The motel’s neon sign gleams down at her, an optimistic beacon in the early morning darkness. Laurie hangs back in the alleyway behind the motel and smokes outside, because she might hear something and have an excuse to vent her leftover aggression. She’s refilled her pipe twice before she resigns herself to the dead emptiness of the night. She’s inside and undressed before 3:30, tired, with nothing better to do than some crossword puzzles.

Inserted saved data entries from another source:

PR #4710, opened 2025-02-12
Update the runtime jobs we are running

LoopedBard3:
Copied current tiger runs to also run on viper queue so we have some time of overlapping data running as well as removed the nodynamicpgo and nor2r runs as they are not currently being looked at. The viper runs are for preparation to downsize our Viper machine queue, and the nodynamicpgo and nor2r runs are no longer being looked at so this should help our compute (talked with @AndyAyersMS about this offline).

Runtime pipeline test run: https://dev.azure.com/dnceng/internal/_build/results?buildId=2642451&view=results

### DIFF
--- a/eng/pipelines/runtime-perf-jobs.yml
+++ b/eng/pipelines/runtime-perf-jobs.yml
@@ -272,27 +272,7 @@ jobs:
         runtimeRepoAlias: ${{ parameters.runtimeRepoAlias }}
         performanceRepoAlias: ${{ parameters.performanceRepoAlias }}
         ${{ each parameter in parameters.jobParameters }}:
-          ${{ parameter.key }}: ${{ parameter.value }}
-
-  # run coreclr perfviper microbenchmarks perf jitoptrepeat jobs
-  - template: /eng/pipelines/common/platform-matrix.yml@${{ parameters.runtimeRepoAlias }}
-    parameters:
-      jobTemplate: /eng/pipelines/templates/runtime-perf-job.yml@${{ parameters.performanceRepoAlias }}
-      buildConfig: release
-      runtimeFlavor: coreclr
-      platforms:
-      - linux_x64
-      - windows_x64
-      jobParameters:
-        liveLibrariesBuildConfig: Release
-        runKind: micro
-        logicalMachine: 'perfviper'
-        experimentName: 'jitoptrepeat'
-        additionalJobIdentifier: jitoptrepeat
-        runtimeRepoAlias: ${{ parameters.runtimeRepoAlias }}
-        performanceRepoAlias: ${{ parameters.performanceRepoAlias }}
-        ${{ each parameter in parameters.jobParameters }}:
-          ${{ parameter.key }}: ${{ parameter.value }}
+          ${{ parameter.key }}: ${{ parameter.value }}ex
 
   # run coreclr crossgen perf job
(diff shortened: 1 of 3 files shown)


eng/pipelines/runtime-perf-jobs.yml
```diff
@@ -148,122 +134,123 @@ jobs:
...
 
+  # run coreclr perfviper microbenchmarks perf job
   - template: /eng/pipelines/common/platform-matrix.yml@${{ parameters.runtimeRepoAlias }}
     parameters:
       jobTemplate: /eng/pipelines/templates/runtime-perf-job.yml@${{ parameters.performanceRepoAlias }}
       buildConfig: release
       runtimeFlavor: coreclr
       platforms:
       - linux_x64
+      - windows_x64
```
DrewScoggins, line 248: On line 277 it seems like we already have a definition for this job. We probably only need one.

eng/pipelines/runtime-perf-jobs.yml
```diff
@@ -148,122 +134,104 @@ jobs:
...
         runtimeRepoAlias: ${{ parameters.runtimeRepoAlias }}
         performanceRepoAlias: ${{ parameters.performanceRepoAlias }}
         ${{ each parameter in parameters.jobParameters }}:
           ${{ parameter.key }}: ${{ parameter.value }}
 
+  # run mono aot microbenchmarks perf job
   - template: /eng/pipelines/common/platform-matrix.yml@${{ parameters.runtimeRepoAlias }}
     parameters:
-      jobTemplate: /eng/pipelines/templates/runtime-perf-job.yml@${{ parameters.performanceRepoAlias }}
+      jobTemplate: /eng/pipelines/templates/runtime-perf-job.yml@${{ parameters.performanceRepoAlias }} # NOTE: should we move this file out of coreclr tempelates because it contains mono jobs?
```
caaavik-msft, line 185: Can you remove this comment as well while you're here about the coreclr templates folder? This was something I had missed in my PR as it is no longer in that folder.

caaavik-msft (dismissed):

eng/pipelines/runtime-perf-jobs.yml
LoopedBard3: 👍

eng/pipelines/runtime-perf-jobs.yml
```diff
@@ -283,34 +264,15 @@ jobs:
...
-        liveLibrariesBuildConfig: Release
-        runKind: micro
-        logicalMachine: 'perfviper'
-        experimentName: 'jitoptrepeat'
-        additionalJobIdentifier: jitoptrepeat
-        runtimeRepoAlias: ${{ parameters.runtimeRepoAlias }}
-        performanceRepoAlias: ${{ parameters.performanceRepoAlias }}
-        ${{ each parameter in parameters.jobParameters }}:
-          ${{ parameter.key }}: ${{ parameter.value }}
+          ${{ parameter.key }}: ${{ parameter.value }}ex
```
DrewScoggins, line 275: Probably this ex should be removed?

LoopedBard3: Yes, removed. Thanks for the catch.

DrewScoggins (approved):

PR #4742, opened 2025-02-28
Fix FSharp and inner loop SDK scenarios.

LoopedBard3:
Fix FSharp and inner loop SDK scenarios. This consists of updating an accessibility reference in the FSharp test's source and updating the tests that explicitly take in a framework to use the PERFLAB_Framework as we no longer need to support netcoreapp and don't know if the framework has 3 or 4 characters for the version number. This also does stop running older targets using newer SDKs as the old packages are not available on with this setup.

### DIFF
--- a/eng/performance/sdk_scenarios.proj
+++ b/eng/performance/sdk_scenarios.proj
@@ -2,6 +2,18 @@
 
   <Import Project="Scenarios.Common.props" />
 
+  <!-- <ItemGroup>
+      <Framework Include="netcoreapp2.1" FrameworkName="%(Identity)"/>
+      <Framework Include="netcoreapp3.0" FrameworkName="%(Identity)" Condition="'$(FrameworkVersion)' &gt; '2.1'"/>
+      <Framework Include="netcoreapp3.1" FrameworkName="%(Identity)" Condition="'$(FrameworkVersion)' &gt; '3.0'"/>
+      <Framework Include="netcoreapp5.0" FrameworkName="%(Identity)" Condition="'$(FrameworkVersion)' &gt; '3.1'"/>
+      <Framework Include="net6.0" FrameworkName="%(Identity)" Condition="'$(FrameworkVersion)' &gt; '5.0'"/>
+      <Framework Include="net7.0" FrameworkName="%(Identity)" Condition="'$(FrameworkVersion)' &gt; '6.0'"/>
+      <Framework Include="net8.0" FrameworkName="%(Identity)" Condition="'$(FrameworkVersion)' &gt; '7.0'"/>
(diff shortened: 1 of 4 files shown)


LoopedBard3:
The only sdk_scenarios error is a flaky access failure: "PermissionError: [WinError 32] The process cannot access the file because it is being used by another process: 'app'", the consistently broken sdk_scenarios are fixed.

eng/performance/sdk_scenarios.proj
```diff
@@ -22,12 +11,6 @@
   </ItemDefinitionGroup>
   
   <ItemGroup>
-    <SDKWorkItem Include="@(Framework -> 'SDK Console Template %(Identity)')" Exclude="*2.1;*3.0;*3.1;*5.0;*6.0;*7.0;*8.0">
```
e-kharion, line 25: Is this removal only temporary? If it is, we might want to keep a comment there referring to some task/dependency state so we do not forget to revert it.

LoopedBard3: My plan was to have it be permanent as it hits this error when targeting framework net8.0 with a net9.0 sdk: `Unable to find package Microsoft.NETCore.App.Ref with version (= 8.0.14)`, but commenting it out instead for easy reenablement probably makes more sense.

LoopedBard3: Found an alternative and pushed in the latest PR.

LoopedBard3:
The final sdk_scenario failure was a flaky failure due to the app directory being "in use": `PermissionError: [WinError 32] The process cannot access the file because it is being used by another process: 'app'`. This should be good to merge.

eng/performance/sdk_scenarios.proj
```diff
@@ -100,7 +102,8 @@
       <PreCommands>%(PreCommands) -f %(FrameworkName)</PreCommands>
     </SDKWorkItem> -->
 
-    <SDKWorkItem Include="@(Framework -> 'SDK Windows Forms Large %(Identity)')" Exclude="*2.1" Condition="'$(TargetsWindows)' == 'true' and ('$(FrameworkVersion)' == '3.0' or '$(FrameworkVersion)' == '3.1')">
+    <!-- We never run against Framework 3.0 or 3.1 -->
+    <!-- <SDKWorkItem Include="@(Framework -> 'SDK Windows Forms Large %(Identity)')" Exclude="*2.1" Condition="'$(TargetsWindows)' == 'true' and ('$(FrameworkVersion)' == '3.0' or '$(FrameworkVersion)' == '3.1')">
```
DrewScoggins, line 106: We should do it as another PR, but we might just want to move these tests forward to run against the current target frameworks.

DrewScoggins (approved):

Laurie flicks the radio on, leaving it tuned to some late-night talk station, and sets to figuring out a six-letter word to finish “My kingdom for…” (My kingdom for prescience, she thinks.) The static from the radio is sharp, an undercurrent of white noise that she can’t get rid of no matter how much she messes with the dial.

When the sun starts to drift in her window, she straightens up and blinks away from it, squinting at the clock. It’s half after six.

Fine then. No use getting any sleep. She abandons the crossword puzzles, showers and changes, and heads out for coffee. There’s plenty of ways for her to waste time until her date with Jack.

*

The street smells like piss and smoke, the layered kind of smoke that spews from factory chimneys and sticks in the mouth, tasting of slaughterhouse hooks. Two dogs are fighting over a bone in the backyard, their snarls punctuating the low murmur of the city. Laurie ignores them.

*

Magnolia’s front is bland, the windows painted over and the door plain. Laurie anticipated a longer walk than it was, so she ends up loitering by the side of the building for half an hour, more and more angry with each passing minute. Two groups of people filter into the doors between 6:45 and seven, one of them with a guy who matches Jack’s description; Laurie puts out her pipe and stops wasting time.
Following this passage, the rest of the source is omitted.